**WHAT TO PRODUCE**
Check each line of the material, and show the ones that include the word "kobergj".

(DATA FOR REVIEW Opens)

PR #8554, opened 2023-03-07
Update form input css

hurradieweltgehtunter:
## Description
Updates layout for form inputs, labels & textareas

## Motivation and Context
Text inputs looked condensed and not unified styled.

## How Has This Been Tested?
- [ ] Firefox
- [ ] Chrome
- [ ] Safari
- [ ] IE

### Form layout
Before: 
grafik

After:
grafik

### Input focus highlight
The highlight border uses the gradient of web primary button gradient background.
Before:
grafik

After:
grafik

### Comboboxes/Select uses same layout like input
Before:
grafik

After:
grafik

### Disabled comboboxes look more disabled & cursor is disabled
Before:
grafik

After:
grafik

## Checklist:
- [ ] Code changes
- [ ] Unit tests added
- [ ] Acceptance tests added
- [ ] Documentation ticket raised: <link> 

## Open tasks:

- [ ] ...

Issue #7330, opened 2022-07-26
Notifications block right sidebar


tbsbdr:
### Steps to reproduce
1. login to https://ocis.ocis-web.latest.owncloud.works
2. create > 5 links for a file
3. open sidebar for that file
4. ex. batch-delete 100 files so that you get some notifications
5. right sidebar elements are blocked by notifications

![Screenshot 000062@2x](https://user-images.githubusercontent.com/26610733/180934412-8ef4e6dc-a2fe-483a-8354-67b8e23b4641.png)

![Screenshot 000068@2x](https://user-images.githubusercontent.com/26610733/180941592-05862a9d-9c80-4803-83cf-973aa3fcf9ab.png)

### Expected behaviour
- UI Elements should not be blocked / blocking
- Possible solution:
  - make notifications dismissible
  - move them to the bottom left
  - aggregate multiple notifications into a single overlay so that they don't take up to much space. on click shows all notifications.

### Actual behaviour
- UI Elements are blocked by notifications, esp. when there are many notifications.

---------------------------
---------------------------
---------------------------

## Note on our upload widget
UI is also blocked by the upload widget, but as you can collapse it and as information there are more continuously relevant, its not as disturbing as the notifications. btw: onedrive did a quite well job on the integration of the upload widget: collapsed version is integrated (not overlayed) into the ui; expanded version is implemented as a modal.

### Collapsed and Integrated:
![Screenshot 000063@2x](https://user-images.githubusercontent.com/26610733/180937716-460a15e9-2700-40ad-88f4-99ad3d337baf.png)

### Expanded and modal:
<img width="1500" alt="Screenshot 000064@2x" src="https://user-images.githubusercontent.com/26610733/180937747-a5f32e7e-d5c4-4be0-98ec-3259ca2ab2a7.png">

hurradieweltgehtunter:
https://github.com/owncloud/web/pull/8613 fixes this a bit by making notifications dismissable

JanAckermann:
Notifications are now dismissible. Closing.

PR #8613, opened 2023-03-15
add OcAlert component

hurradieweltgehtunter:
Continuing this topic from https://github.com/owncloud/web/pull/8554

I was missing an alert component, which nearly every css framework offers. So I built it.

Edit: I found some changelogs, where an ocAlert component got removed. What's up with that?

## Description
grafik

grafik

## Types of changes
- [ ] Technical debt
- [x] Tests

## Checklist:

- [x] Code changes
- [x] Unit tests added
- [ ] Acceptance tests added

### DIFF
--- a/packages/design-system/changelog/unreleased/enhancement-add-OcAlert
+++ b/packages/design-system/changelog/unreleased/enhancement-add-OcAlert
@@ -3,4 +3,4 @@ Enhancement: Add `OcAlert` component
 The component can to be used to display messages as information, success, warning or danger.
 It can also be equipped with an icon, a custom icon and a close button.
 
-https://github.com/owncloud/web/pull/8554/
+https://github.com/owncloud/web/pull/8613
--- a/packages/design-system/changelog/unreleased/enhancement-add-OcAlert
+++ b/packages/design-system/changelog/unreleased/enhancement-add-OcAlert
@@ -1,0 +1,6 @@
+Enhancement: Add `OcAlert` component
+
+The component can to be used to display messages as information, success, warning or danger.
+It can also be equipped with an icon, a custom icon and a close button.
+
+https://github.com/owncloud/web/pull/8554/
--- a/packages/design-system/src/components/OcAlert/OcAlert.spec.ts
+++ b/packages/design-system/src/components/OcAlert/OcAlert.spec.ts
@@ -1,0 +1,198 @@
+import { mount } from 'web-test-helpers'
+import OcAlert from './OcAlert.vue'
+
+describe('OcAlert', () => {
+  const selectors = {
+    closeButton: '.oc-alert-close-button',
+    icon: '.oc-alert-icon'
+  }
+  describe('prop value', () => {
+    describe('when alert is closeable', () => {
+      it('should render close button and remove alert when close button is clicked', async () => {
+        const wrapper = getWrapper({
+          closeable: true
+        })
+
+        const alertCloseButton = wrapper.find(selectors.closeButton)
+        expect(alertCloseButton.exists()).toBeTruthy()
+        await alertCloseButton.trigger('click')
+
+        expect(wrapper.find('.oc-alert').exists()).toBe(false)
+      })
+    })
+
+    describe('when alert is not closeable', () => {
+      it('should not render close button', () => {
+        const wrapper = getWrapper({
+          closeable: false
+        })
+
+        const alertCloseButton = wrapper.find(selectors.closeButton)
+        expect(alertCloseButton.exists()).toBeFalsy()
+      })
+    })
+
+    describe('when closeable is not set', () => {
+      it('should not render close button', () => {
+        const wrapper = getWrapper({
+          closeable: undefined
+        })
+
+        const alertCloseButton = wrapper.find(selectors.closeButton)
+        expect(alertCloseButton.exists()).toBeFalsy()
+      })
+    })
+
+    // Test icons
+    describe('custom icon is set', () => {
+      it('should render the given icon', () => {
+        const wrapper = getWrapper({
+          customIcon: 'test-tube'
+        })
+
+        const icon = wrapper.find(selectors.icon)
+        expect(icon.exists()).toBeTruthy()
+      })
+    })
+
+    describe('hasIcon is set', () => {
+      it('should render the icon', () => {
+        const wrapper = getWrapper({
+          hasIcon: true
+        })
+
+        const icon = wrapper.find(selectors.icon)
+        expect(icon.exists()).toBeTruthy()
+      })
+    })
+
+    describe('hasIcon is false', () => {
+      it('should not render the icon', () => {
+        const wrapper = getWrapper({
+          hasIcon: false
+        })
+
+        const icon = wrapper.find(selectors.icon)
+        expect(icon.exists()).toBe(false)
+      })
+    })
+
+    describe('hasIcon not set', () => {
+      it('should not render the icon', () => {
+        const wrapper = getWrapper({
+          hasIcon: undefined
+        })
+
+        const icon = wrapper.find(selectors.icon)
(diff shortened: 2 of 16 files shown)


kulmann:
> Edit: I found some changelogs, where an ocAlert component got removed. What's up with that?

Answer to that is simple: it was unused. Since our primary goal is to develop ownCloud Web, not a design system, we're only implementing and maintaining what we need.

So my main question is: What's the use case for the alert component? Happy to re-introduce an alert component if we have good reasons for it. Otherwise I want to keep the design system as slim as possible.

Another question: what's the use case of closing an alert? From my experience the fine line between an alert and a notification/toast is, that you can close a notification and it looks more standalone, while you can't close an alert and it is inlined into some content.

hurradieweltgehtunter:
> > Edit: I found some changelogs, where an ocAlert component got removed. What's up with that?
> 
> Answer to that is simple: it was unused. Since our primary goal is to develop ownCloud Web, not a design system, we're only implementing and maintaining what we need.
> 
> So my main question is: What's the use case for the alert component? Happy to re-introduce an alert component if we have good reasons for it. Otherwise I want to keep the design system as slim as possible.
> 
> Another question: what's the use case of closing an alert? From my experience the fine line between an alert and a notification/toast is, that you can close a notification and it looks more standalone, while you can't close an alert and it is inlined into some content.

Ok, understandable.
Usecase was in the form-update PR but as you know we decided to go without using the alert. I don't have a specific usecase. General idea was to include it because it is a standard element in css frameworks and IMO a nice possibility to display feedback to the user. But yeah, we build a product, not a framework.

I didn't really think about the closeable alerts, just copied the mechanism from other examples.

diocas:
You are developing a product, but wouldn't it make sense to have all of these options for extensions to use? (We have already one that would benefit from an alert, closable toast notification)
Sorry for commenting, but when I saw the mockups I immediately wanted to use them! (I guess this is for the extensions epic, but having a way to generate notifications from extensions would be great)

hurradieweltgehtunter:
> You are developing a product, but wouldn't it make sense to have all of these options for extensions to use? (We have already one that would benefit from an alert, closable toast notification) Sorry for commenting, but when I saw the mockups I immediately wanted to use them! (I guess this is for the extensions epic, but having a way to generate notifications from extensions would be great)

IMO that's a valid point

diocas:
> The notifications are auto-closing after a while instead...

If this is hard to do, I understand, but I actually see a point in having an `x`. Sometimes, when I'm doing things in the sidebar, I find myself wanting one... Invariably, the notification is on top of some button I want to press and the only thing I can do is wait for it to disappear. It's a bit frustrating, but nothing major :)

Thanks for the tip!

kulmann:
> > The notifications are auto-closing after a while instead...
> 
> If this is hard to do, I understand, but I actually see a point in having an `x`. Sometimes, when I'm doing things in the sidebar, I find myself wanting one... Invariably, the notification is on top of some button I want to press and the only thing I can do is wait for it to disappear. It's a bit frustrating, but nothing major :)
> 
> Thanks for the tip!

Yep, annoying as hell. Tracked here: https://github.com/owncloud/web/issues/7330 Please add a comment that it's annoying for you and your users :-)

hurradieweltgehtunter:
> The one thing that I don't understand actually is the close button on the OcAlert component.

It's optional and it comes in hand for the notification messages for example.
For Inline usage it won't makes sense, you are right.

tbsbdr:
Please note: we moved the notifications from the `top middle` to the `bottom righ`t because  we received feedback that `top middle` (in front of search bar) was blocking users from accessing the search bar. now we realized that buttom right is blocking users with normal screensizes like 1280 x 800 as well =D

we could also try to place it bottom left to get it out of the way.
proper solution is imo ex how onedrive solved it (https://github.com/owncloud/web/issues/7330)

- close-x is generally an improvement 
- proposal: place it bottom left to have it non-blocking - what do you think @kulmann ?

hurradieweltgehtunter:
IMO moving them to left is not solving the root issue. Also, my guess would be that no one expects a notification on the left bottom corner.
I like the onedrive proposal, but this relates to different things. We do already show only a condensed view for uploading many files.
Our problem here IMO is to have different notifications, which take a lot of space and are (were) not dismissable.

kulmann:
Ah, so that basically means that you could remove the OcNotificationMessage component entirely. Or in other words, you didn't introduce a new component but restyled, enhanced functionality and of and renamed OcNotificationMessage? Wouldn't it make sense then to do that in the existing component?

Introducing a `close` button introduces an accessibility violation. I can accept that for a very short while, because the usability is in fact much improved by that (meaning: doesn't need to be solved in the same PR). But we will soon need to fix the focus management requirements on the notification then. More precisely: when a notification message appears it needs to receive the browser focus and when it gets closed the focus needs to be reverted to the element that was focussed before the notification caught the focus.

Also, what's important and seems to be missing now is the auto-close of the notification messages. Most of the time you don't want to close the notification toasts manually. You want them to just disappear. Closing them manually comes in handy when the notification blocks an underlying UI element that you want to use.

kulmann:
> IMO moving them to left is not solving the root issue. Also, my guess would be that no one expects a notification on the left bottom corner.
> I like the onedrive proposal, but this relates to different things. We do already show only a condensed view for uploading many files.
> Our problem here IMO is to have different notifications, which take a lot of space and are (were) not dismissable.

I agree, moving them to the left wouldn't help. Allowing the user to close the notification does help and seems to be the right way (but as stated above, introduces other issues).

JanAckermann:
Sorry, I need to intervene here. 

I don't think the OCAlert component as it right now looks well adjusted to the overall web appearance. 
They look somehow pretty old school and don't fit too well, moreover, they look a little distractive. 

I think we need to find a better way to make those happen.

hurradieweltgehtunter:
> Wouldn't it make sense then to do that in the existing component?

Yes, this could be true and it came to my attention, too, while hacking around. But since the `OcAlert` component can also be used as standalone component (for example as from feedback) it might be better to have it as an own component and include it in `OcNotificationMessage`. I'm not sure, though, maybe we can combine everything in one.


> Also, what's important and seems to be missing now is the auto-close of the notification messages.

No, it's not (at least not on purpose). The auto-close mechanism is defined in `OcNotificationMessage` which I didn't touch.

> Introducing a close button introduces an accessibility violation.

That's a valid point. How was the focus management handled so far?

> moreover, they look a little distractive.

I think that's the purpose of an alert/notification component :) 

> I also don't get it when we want to use OcAlert

From tailwind CSS:
```
The alert component can be used to provide information to your users such as success or error messages, but also highlighted information complementing the normal flow of paragraphs and headers on a page.
```
From my understanding, this represents the one and only component for dynamic user feedback.

To summarize, we have the following questions, sorted by priority:

1. Do we need an OcAlert component? Which use case does it solve?
Yes. It acts as the default component to display feedback to the user. Also, it provides a useful and defacto standard (compare: css frameworks) element for future OC app developers (see @diocas comment)

2. How does it behave?
It comes with different variants and features to be adaptable to many scenarios. 
- It must fulfil all accessibility requirements. 
- It must be optionally closeable 
- It must contain an optional icon
- It must contain an optional body for longer texts
- It might have to contain CTAs (TBD)

3. How does it look?
The design right now is based on how input fields look (rounded corners, border, ...). There are many proposals, from more discreet (https://flowbite.com/docs/components/alerts/) to more prominent (https://daisyui.com/components/alert/) designs. More: https://dribbble.com/search/alerts

IMO the design should be based on other, comparable elements. Comparable in this case means to me: Elements the user interacts with (buttons, inputs, ...)

I think we first should focus on question 1 and 2. If we all agree on that, focus on question 3.

LukasHirt:
We're not going to move forward with this for now due to resources - closing. If we need alert component, we can revive this.

PR #8620, opened 2023-03-15
Use new Drive.ReadWriteQuota.Project Permission

fschade:
## Description
use Drive.ReadWriteQuota.Project from https://github.com/owncloud/ocis/pull/5662/commits/8e4bf92a94b89d4a89c553432ffc230593e91adb

## Related Issue

- Needed by https://github.com/owncloud/ocis/pull/5662

### DIFF
--- a/packages/web-runtime/src/services/auth/abilities.ts
+++ b/packages/web-runtime/src/services/auth/abilities.ts
@@ -39,7 +39,7 @@ export const getAbilities = (
       { action: 'update-all', subject: 'Space' }
     ],
     'list-all-spaces.all': [{ action: 'read-all', subject: 'Space' }],
-    'set-space-quota.all': [{ action: 'set-quota-all', subject: 'Space' }]
+    'Drive.ReadWriteQuota.Project.all': [{ action: 'set-quota-all', subject: 'Space' }]
   }
 
   return Object.keys(abilities).reduce((acc, permission) => {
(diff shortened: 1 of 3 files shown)


packages/web-runtime/src/services/auth/abilities.ts
```diff
@@ -39,7 +39,7 @@ export const getAbilities = (
       { action: 'update-all', subject: 'Space' }
     ],
     'list-all-spaces.all': [{ action: 'read-all', subject: 'Space' }],
-    'set-space-quota.all': [{ action: 'set-quota-all', subject: 'Space' }]
+    'Drive.ReadWriteQuota.Project.all': [{ action: 'set-quota-project', subject: 'Space' }]
```
JammingBen, line 42: It got me thinking: shouldn't the action be the same like before: `set-quota-all`? Because `project` is already covered by the subject `Space` here. And `-all` is coming from the server, hence we should add it as well.

fschade: hmmm.... for now i'm fine using `set-quota-all`... but if we get a second type then we need to change it.
The backend decided to have it explicit `Drive.ReadWriteQuota.Project.all`, than we should too.

Fine using `set-quota-project-all`, what do you think?

JammingBen (approved):
👍

PR #8633, opened 2023-03-16
[test-only] fix removing user from group test

ScharfViktor:
fix origin fixFlakyRemovingUsersFromGroup


butonic (approved):
🥇

JammingBen:
@ScharfViktor Should we do similar when adding users to groups as well? 🤔

ScharfViktor:
> @ScharfViktor Should we do similar when adding users to groups? 🤔

Yes, to make more confidence. thank you)

JammingBen (approved):

PR #8658, opened 2023-03-20
[test-only] change notification test after fixing #5865

ScharfViktor:
related [#5865](https://github.com/owncloud/ocis/issues/5865)

- user should not get notification about own action

@kobergj I ran a notification test agains your branch `kobergj:NoNotificationForOwnActions `and found that the user does not receive notifications about disabling and deleting space. Could you please check this


ScharfViktor:
@kobergj I changed test

saw-jan (commented):
LGTM

PR #8660, opened 2023-03-21
Language header follow up

JammingBen:
## Description
Follow-up of https://github.com/owncloud/web/pull/8621

* Remove superfluous `useGraphClient` composable
* Bump `owncloud-sdk` to `3.1.0-alpha.4`


packages/web-app-admin-settings/src/components/Users/CreateUserModal.vue
```diff
@@ -134,7 +135,8 @@ export default defineComponent({
       }
 
       try {
-        await this.graphClient.users.getUser(this.user.onPremisesSamAccountName)
+        const client = this.clientService.graphAuthenticated
+        await client.users.getUser(this.user.onPremisesSamAccountName)
```
kulmann, line 139: is the response irrelevant here? I know, was like that before, but still wondering now...

packages/web-app-admin-settings/src/components/Users/SideBar/EditPanel.vue
```diff
@@ -271,7 +272,8 @@ export default defineComponent({
 
       if (this.user.onPremisesSamAccountName !== this.editUser.onPremisesSamAccountName) {
         try {
-          await this.graphClient.users.getUser(this.editUser.onPremisesSamAccountName)
+          const client = this.clientService.graphAuthenticated
+          await client.users.getUser(this.editUser.onPremisesSamAccountName)
```
kulmann, line 276: Same here, response irrelevant? Why do we need the call then?

packages/web-app-admin-settings/src/components/Users/CreateUserModal.vue
JammingBen: Got me wondering as well, but now I remember: We request the user here to validate that the username does not yet exist. If the request succeeds, we throw a validation error. So the response itself is irrelevant.

kulmann: Could you add a comment in the code explaining this?

kulmann (approved):
💪

PR #8694, opened 2023-03-23
Bugfix: Broken re-login after logout fails

fschade:
## Description
After a user logged out, it was no longer possible to re-login without reloading the ocis root domain,
this has now been fixed and only whitelisted query-params are taken into account in the logout url-replace.

## How Has This Been Tested?
- unit test
- manual testing

## Types of changes

- [ ] ~~New feature (non-breaking change which adds functionality)~~
- [ ] ~~Breaking change (fix or feature that would cause existing functionality to change)~~
- [ ] ~~Technical debt~~
- [X] Tests

## Checklist:
- [X] Code changes
- [X] Unit tests added
- [ ] ~~Acceptance tests added~~
- [ ] ~~Documentation ticket raised~~

### DIFF
--- a/changelog/unreleased/bugfix-oidc-logout-query-param-replication
+++ b/changelog/unreleased/bugfix-oidc-logout-query-param-replication
@@ -1,0 +1,6 @@
+Bugfix: Broken re-login after logout
+
+After a user logged out, it was no longer possible to login without reloading the ocis root domain,
+this has now been fixed and only allowed query-params are taken into account.
+
+https://github.com/owncloud/web/pull/8694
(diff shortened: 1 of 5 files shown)


fschade:
i found another case where it happens, need to fix that too.

JammingBen (approved):
LGTM and works just fine. Thanks for fixing! 🤗

kulmann:
Out of curiosity, @fschade was it one specific query param that was breaking the login? Because apparently the `details` query param doesn't do any harm.

fschade:
> Out of curiosity, @fschade was it one specific query param that was breaking the login? Because apparently the `details` query param doesn't do any harm.

yes, the `state (oidc)`, we had this multiple times in the query-param ...

PR #8661, opened 2023-03-21
[tests-only][full-ci]Add test to check the list of members in a space in the admin settings via sidebar panel

SwikritiT:
## Description
This PR does the following
- Adds a scenario to check the list of members in the space
- Adds API step to add member in a space
- Changes the vue component to add some `data-testid` needed for tests

## Related Issue

- Part of: https://github.com/owncloud/web/issues/8601

## How Has This Been Tested?

- Local
- CI

## Types of changes

- [ ] Bug fix (non-breaking change which fixes an issue)
- [ ] New feature (non-breaking change which adds functionality)
- [ ] Breaking change (fix or feature that would cause existing functionality to change)
- [ ] Technical debt
- [x] Tests

## Checklist:

- [x] Code changes
- [ ] Unit tests added
- [x] Acceptance tests added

(DATA FOR REVIEW Closes)

**YOUR RESPONSE**
@kobergj I ran a notification test agains your branch `kobergj:NoNotificationForOwnActions `and found that the user does not receive notifications about disabling and deleting space. Could you please check this
@kobergj I changed test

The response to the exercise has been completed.